4-'İlk Gün'

2.6K 156 88
                                    

Alarmın sesiyle gözlerimi araladım. Sabahın köründe, hava aydınlanmadan kalkmak berbattı! Üstelik akşam oldukça güzel bir alarm sesi ayarlamıştım. Sabah nasıl bu kadar kötü gelebilirdi?

Nihayet kalkabildiğimde banyoya girdim ve rutin işlerimi hallettim. Lexi ve annem daha geç çıktıklarından tek başıma yiyordum. Mutfağa girerek bir şeyler hazırlamaya başladım. Bir yandan telefonumu kontrol ederken Ruth'dan mesaj geldiğini gördüm.

Ruth-1 yeni mesaj
Seni kaçta alayım?

Okula giderken çoğu zaman Ruth ile giderdik. Ama bazen hava alarak, yürüyerek gitmeyi tercih ederdim. Bugün de o günlerden biriydi.

Ben yürüyerek gideceğim, sen direkt okula geç.

Çok geçmeden yanıt geldi.

Ruth-1 yeni mesaj
Maalesef, babamın kesin emri var. Dün bir saldırı olmuş sanırım, Anna'yı arabayla al diye tembihledi.

Ah... Ruth'un babası gerçekten çok düşünceli bir adamdı.

Tamam, ona sevgilerimi ilet. Yarım saate hazır olup çıkarım.

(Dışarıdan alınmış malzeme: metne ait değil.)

PR #2431, opened 2025-02-18
[EDU-1831] Remove product pages

m-hulbert:
## Description

This PR removes the product pages and their associated data and images. It also removes the `ProductPage` component and migrates those parts that were utilised by the `Homepage` component.


jamiehenson (approved):
YESS KILL IT ALL

I'd done a bit of this on the routing correction branch (not as much), but you doing this here helps a lot as it separates focuses and simplifies the scope of that. After this, there should basically be no yaml furniture left.

PR #2447, opened 2025-02-26
Update _channel_enumeration.textile, correcting an incorrect description

GregHolmes:
Due to having the description on two files, one update was missed in the previous PR: https://github.com/ably/docs/pull/2421 

This PR corrects the update that was missed.


SimonWoolf (approved):
thanks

Cevabı beklemeden telefonu masaya koydum ve kahvaltı etmeye başladım.

Kahvaltıdan sonra hızlı bir şekilde giyinip evden çıkmıştım. Forma değil de normal kıyafetler giyiyorduk. Bugün beden dersi olduğundan tayt ve kazak giymiştim. Normalde de giydiklerime fazla dikkat etmiyordum. Ruth daha gelmemişti. Bahçede dolanırken bir yandan gökyüzünü izliyordum. Sanki gece yarısı gibi karanlıktı, etrafta gri bulutlar vardı.

Duyduğum korna sesiyle yerimden sıçradım. Ruth gelmişti. Düşüncelerimden sıyrılarak arabaya doğru ilerledim. Ön tarafa bindiğim sırada bana sırıtarak baktığını fark ettim. Kaşlarımı kaldırarak ona baktım. Sabah sabah bu neşe nereden geliyordu?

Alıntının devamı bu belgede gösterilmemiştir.